According to recent data released by the Monetary Policy Committee of the Bank of Ghana (BoG), this deficit was financed by a net domestic borrowing of GH¢599.8 million and a net foreign loan inflow of GH¢102 million. “The net domestic financing of GH¢599.8 million was well within the end-June programmed target of GH¢953.5 million,” the report stated.
For the first half of the year, total revenue and grants amounted to GH¢5.1 billion compared to GH¢3.3 billion during the same period last year.
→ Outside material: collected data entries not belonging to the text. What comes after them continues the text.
PR #756, opened 2022-11-16
jobs/build: add EARLY_ARCH_JOBS parameter

dustymabe:
This will give us control of when the multi-arch jobs are kicked off. In some cases we want them to be kicked off early (to save time). Unfortunately in that case if the x86_64 build later fails (which means the build ID can no longer be used) the work done by the multi-arch builds gets trashed as well.

Let's add a knob so we can kick them off early when desired, but allow for them to be kicked off later in situations where time isn't a large factor.

### DIFF
--- a/jobs/build-development.Jenkinsfile
+++ b/jobs/build-development.Jenkinsfile
@@ -23,7 +23,8 @@ node {
     stream = pipeutils.stream_from_branch(change.GIT_BRANCH)
     if (stream in development_streams) {
         build job: 'build', wait: false, parameters: [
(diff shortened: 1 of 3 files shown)


dustymabe:
Of course, we can bikeshed on the parameter name.

jlebon (approved):
We discussed this OOB. It's hard to evaluate the complexity increase here against the slight semantic change. I'm good with this but I think we should investigate replacing it with something that aborts the builds instead (similar to the [milestone](https://plugins.jenkins.io/pipeline-milestone-step/) plugin but that actually works across different jobs).

PR #757, opened 2022-11-16
jenkins/config: add empty `room` field

jlebon:
After 27693a6, the Slack plugin fails to send messages on new Jenkins instances with:

    java.lang.IllegalArgumentException: Project Channel or Slack User ID
    must be specified.

This seems to be due to some bug in the plugin where without a `room` setting, it doesn't know to rely on the default room associated with the token. This is filed upstream in:

https://github.com/jenkinsci/slack-plugin/issues/857

Short-term, let's just work around this by specifying an empty `room`.


dustymabe (approved):
LGTM

PR #758, opened 2022-11-16
add cloud_replicate.Jenkinsfile

dustymabe:


jobs/release.Jenkinsfile
```diff
@@ -117,6 +117,10 @@ lock(resource: "release-${params.STREAM}", extra: locks) {
             }
         }
 
+        // Update description based on updated set of architectures
+        build_description += "[${params.STREAM}][${basearches.join(' ')}][${params.VERSION}]"
```
jlebon, line 121: Shouldn't this be `=`?

jobs/cloud_replicate.Jenkinsfile
```diff
@@ -0,0 +1,147 @@
...
+                echo "ERROR: Some requested architectures did not successfully build"
+                echo "ERROR: Detected built architectures: $builtarches"
+                echo "ERROR: Requested base architectures: $basearches"
+                currentBuild.result = 'FAILURE'
+                return
+            }
+        }
+
+        // Update description based on updated set of architectures
+        build_description += "[${params.STREAM}][${basearches.join(' ')}][${params.VERSION}]"
```
jlebon, line 112: Here too.

jobs/cloud_replicate.Jenkinsfile
```diff
@@ -0,0 +1,147 @@
...
+
+def stream_info = pipecfg.streams[params.STREAM]
+
+build_description += "[${basearches.join(' ')}][${params.VERSION}]"
+currentBuild.description = "${build_description} Waiting"
+
+// We just lock here out of an abundance of caution in case somehow
+// two jobs run for the same stream, but that really shouldn't happen.
+// Also lock version-arch-specific locks to make sure these builds are finished.
+lock(resource: "cloud-replicate-${params.STREAM}") {
```
jlebon, line 72: I don't think we need this lock.

jobs/cloud_replicate.Jenkinsfile
```diff
@@ -0,0 +1,147 @@
...
+                --arch=all --url=s3://${s3_stream_dir}/builds \
+                --aws-config-file \${AWS_BUILD_UPLOAD_CONFIG}
+            """)
+        }
+
+        def builtarches = shwrapCapture("""
+                          cosa shell -- cat builds/builds.json | \
+                              jq -r '.builds | map(select(.id == \"${params.VERSION}\"))[].arches[]'
+                          """).split() as Set
+        assert builtarches.contains("x86_64"): "The x86_64 architecture was not in builtarches."
```
jlebon, line 97: Minor: feels like we could split this out into a shared function.

jobs/cloud_replicate.Jenkinsfile
```diff
@@ -0,0 +1,147 @@
...
+                def arch_args = basearches.collect{"--arch ${it}"}.join(" ")
+                shwrap("""
+                cosa generate-release-meta --build-id ${params.VERSION} --workdir .
+                cosa buildupload --build=${params.VERSION} --skip-builds-json \
+                    ${arch_args} s3 --aws-config-file=\${AWS_BUILD_UPLOAD_CONFIG} \
+                    --acl=public-read ${s3_stream_dir}/builds
+                """)
+
+            }
+
```
jlebon, line 133: Extraneous empty lines.

jobs/cloud_replicate.Jenkinsfile
```diff
@@ -0,0 +1,147 @@
...
+        currentBuild.result = 'SUCCESS'
+        currentBuild.description = "${build_description} ✓"
+
+// main try finishes here
+} catch (e) {
+    currentBuild.result = 'FAILURE'
+    throw e
+} finally {
+    if (currentBuild.result != 'SUCCESS') {
+        pipeutils.trySlackSend(color: 'danger', message: ":fcos: :bullettrain_front: :trashfire: cloud-replicate <${env.BUILD_URL}|#${env.BUILD_NUMBER}> [${params.STREAM}][${basearches.join(' ')}] (${params.VERSION})")
```
jlebon, line 145: Let's use a different emoji from the release job one? Maybe e.g. `:cloud:`?

jobs/release.Jenkinsfile
dustymabe: will fix

jobs/cloud_replicate.Jenkinsfile
dustymabe: will fix

jobs/cloud_replicate.Jenkinsfile
dustymabe: you're probably right, but we definitely wouldn't want two jobs with same stream/version to run at the same time (on accident), right?

jobs/cloud_replicate.Jenkinsfile
dustymabe: yeah maybe later.

jobs/cloud_replicate.Jenkinsfile
dustymabe: updated to match what jenkins prints for the stage name for the cloud replication.

jobs/cloud_replicate.Jenkinsfile
dustymabe: fixed

dustymabe:
Added a new commit that updates emoji use in for slack notifications.

jobs/cloud_replicate.Jenkinsfile
jlebon: Same version, no. Same stream... I guess it's uncommon but perfectly safe, so I wouldn't go out of my way to block it. E.g. maybe you've already started a replication job for a version but then another build comes through that supersedes it but the replicate job isn't done yet and it's too late to cancel it without leaking resources.

I guess the simplest patch is to do `s/STREAM/VERSION/`.

dustymabe: done

jlebon (approved):

PR #759, opened 2022-11-17
A few emoji updates for slack notifs

dustymabe:


utils.groovy
```diff
@@ -552,4 +552,10 @@ def get_supported_additional_arches() {
     return supported
 }
 
+// Get an emoji to use in slack notifications based on what version
+// of CoreOS we're operating on.
+def get_coreos_emoji(pipecfg) {
+    return pipecfg.streams.stable ? ':fcos:' : ':corehat:'
```
jlebon, line 558: That's a sneaky way of boiling it down to "FCOS or not". :)

I know this is just for a Slack emoji so it doesn't matter much, but I'm not a fan of the precedence it sets. I'd rather have it be configurable. One candidate would be in the `jenkins-config` configmap. So it'd be driven via `--deploy` and could default to `:coreos:`.

Also feels like we could fold this into `trySlackSend` to keep the callsites less verbose?

dustymabe: > That's a sneaky way of boiling it down to "FCOS or not". :)
> 
> I know this is just for a Slack emoji so it doesn't matter much, but I'm not a fan of the precedence it sets. I'd rather have it be configurable. One candidate would be in the `jenkins-config` configmap. So it'd be driven via `--deploy` and could default to `:coreos:`.

Not a big fan of controlling it via `--deploy` because someone has to remember to add the option and also remember what the magic string sequence is. How about something in the pipecfg?

> 
> Also feels like we could fold this into `trySlackSend` to keep the callsites less verbose?

hmm. The message is pretty customized for each use though. Do you have an example of what you are suggesting?

jlebon: > Not a big fan of controlling it via `--deploy` because someone has to remember to add the option and also remember what the magic string sequence is.

It could be codified in the `HACKING.md` steps, no?

> How about something in the pipecfg?

Yeah, I thought of the `pipecfg` too, but it feels a bit weird. It's not really something you'd change very often and feels more tied to the Jenkins installation. I guess it could make sense if we start supporting different emojis per-stream? Not sure if we'd ever really want that though.

Another approach would be an annotation on the Slack secret. I still have code laying around for that if you'd like. :) But OK with `pipecfg` if you'd prefer.

> hmm. The message is pretty customized for each use though. Do you have an example of what you are suggesting?

I mean removing the prefix from all the callsites and prefixing it with the configured emoji in `trySlackSend()`. That way, we know also that all messages are consistently prefixed.

dustymabe: ok I added a new commit that I think does what you were suggesting here.

jlebon (approved):

utils.groovy
```diff
@@ -535,6 +535,11 @@ def AWSBuildUploadCredentialExists() {
 // Emits Slack message if set up, otherwise does nothing.
 def trySlackSend(params) {
     if (utils.credentialsExist([string(credentialsId: 'slack-api-token', variable: 'UNUSED')])) {
+        // Prefix all slack messages with the emoji representing the platform
+        // either being the fcos pipeline or the rhcos pipeline. Default to
+        // just a generic CoreOS emoji if none given.
+        def emoji = pipecfg.misc?.slack_platform_emoji_string ?: ':coreos:'
```
jlebon, line 541: The `pipecfg` isn't available here. We could pass it in though it's less elegant and messes up the nice parameter passthrough we do in this function. That's where the `jenkins-config` ConfigMap would be nicer since it's akin to "global" state and we could just requery it cheaply by calling `load_jenkins_config()`.

Short-term I guess let's just pass it as a keyed param and fetch it here via `params['pipecfg']`?

dustymabe: ok pushed an update that will use an annotation on the secret instead

utils.groovy
```diff
@@ -532,9 +532,22 @@ def AWSBuildUploadCredentialExists() {
     return utils.credentialsExist(creds)
 }
 
+// Grabs the jenkins.io/emoji-prefix annotation from the slack-api-token
+def getSlackEmojiPrefix() {
+    return shwrapCapture("""
+        oc get secret -n ${env.PROJECT_NAME} -o json slack-api-token | \
+          jq -r '.metadata.annotations["jenkins.io/emoji-prefix"]'
```
jlebon, line 539: If we want to handle the missing case as the caller implies, one easy way to do it is to handle it in `jq` directly here. This should work:

```
jq -r '.metadata.annotations["jenkins.io/emoji-prefix"] // ":coreos:"'
```

jlebon: To clarify, the current approach to the fallback won't work. `jq` will return "null". So a more verbose approach that would keep the fallback logic in the caller would be to check for "null" in this function and return an empty string instead.

dustymabe: I think I see what you are saying. I'd prefer not to make the `jq` call any more complicated if we can.

Let's see if the latest upload addresses the concern.

jlebon (approved):

PR #767, opened 2022-11-21
config: drop support for `override_compression_format` hack

jlebon:
We don't need this anymore. On FCOS, the `xz` setting is part of `image.yaml` which `cosa compress` now knows to read from. On RHCOS, we rely on `cosa compress` defaulting to `gzip`. This works for both new and old RHCOS streams using a cosa without the `image.yaml` support.

### DIFF
--- a/docs/config.yaml
+++ b/docs/config.yaml
@@ -36,8 +36,6 @@ hacks:
   skip_plume_release_task: true
   # OPTIONAL: skip UEFI on older RHCOS
   skip_uefi_tests_on_older_rhcos: true
-  # OPTIONAL: use a different compression format when archiving
-  override_compression_format: gzip
 
 # OPTIONAL/TEMPORARY: whether to use `versionary` to derive version numbers
 versionary_hack: true
--- a/jobs/build-arch.Jenkinsfile
+++ b/jobs/build-arch.Jenkinsfile
@@ -356,9 +356,7 @@ lock(resource: "build-${params.STREAM}-${basearch}") {
         }
 
         stage('Archive') {
-            def format = pipecfg.hacks?.override_compression_format
-            format = format ?: 'xz' // Default to xz
-            shwrap("cosa compress --compressor ${format}")
+            shwrap("cosa compress")
 
             if (uploading) {
                 def acl = pipecfg.s3.acl ?: 'public-read'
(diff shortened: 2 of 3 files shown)


jlebon:
Requires https://github.com/coreos/fedora-coreos-config/pull/2097 landing in all FCOS streams.

jlebon:
Rebased! But we still need to hold this until https://github.com/coreos/fedora-coreos-config/pull/2097 reaches `stable`. Though we could also fast-track it.

dustymabe:
> Though we could also fast-track it.

:+1:

dustymabe:
> > Though we could also fast-track it.
> 
> +1

https://github.com/coreos/fedora-coreos-config/pull/2112

jlebon:
And for stable: https://github.com/coreos/fedora-coreos-config/pull/2113

dustymabe:
> And for stable: [coreos/fedora-coreos-config#2113](https://github.com/coreos/fedora-coreos-config/pull/2113)

`:)` I opened my PR for `testing` since the promotion will just overwrite whatever is in `stable`. I realize that was lazy of me because if we do an `ad-hoc` release we'd need to also cherry-pick this, but I was willing to live with that.

I assume you were wanting to account for that chase when you opened https://github.com/coreos/fedora-coreos-config/pull/2113 ?

jlebon:
> > And for stable: [coreos/fedora-coreos-config#2113](https://github.com/coreos/fedora-coreos-config/pull/2113)
> 
> `:)` I opened my PR for `testing` since the promotion will just overwrite whatever is in `stable`. I realize that was lazy of me because if we do an `ad-hoc` release we'd need to also cherry-pick this, but I was willing to live with that.
> 
> I assume you were wanting to account for that case when you opened [coreos/fedora-coreos-config#2113](https://github.com/coreos/fedora-coreos-config/pull/2113) ?

I didn't think of it so explicitly, but yes. Just having it everywhere we care about meant it was definitely safe to get this in. I assumed that's where you were going too but wanted the `testing` one to merge first. So I thought I just beat you to it. :)

Anyway, CI on https://github.com/coreos/fedora-coreos-config/pull/2113 is green now, so we might as well get it in? That way, if indeed there's an ad-hoc release we don't even have to think about this.

dustymabe:
> Anyway, CI on [coreos/fedora-coreos-config#2113](https://github.com/coreos/fedora-coreos-config/pull/2113) is green now, so we might as well get it in?

Merged!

International trade taxes, comprising import duties, import Value Added Tax (VAT), petroleum taxes and National Health Insurance Levy (NHIL) receipts for the first six months of this year amounted to GH¢1.6 billion, exceeding the target by 8.4%.
Income and Property taxes amounting to GH¢1.6 billion marginally fell short of target by 1.2%. Indirect domestic taxes; VAT, excise duty and NHIL amounted to GH¢649.0 million, exceeding the target by 9%. Lodgements of non-tax revenue amounted to GH¢ 425.9 million representing 66.8% of budgeted receipts.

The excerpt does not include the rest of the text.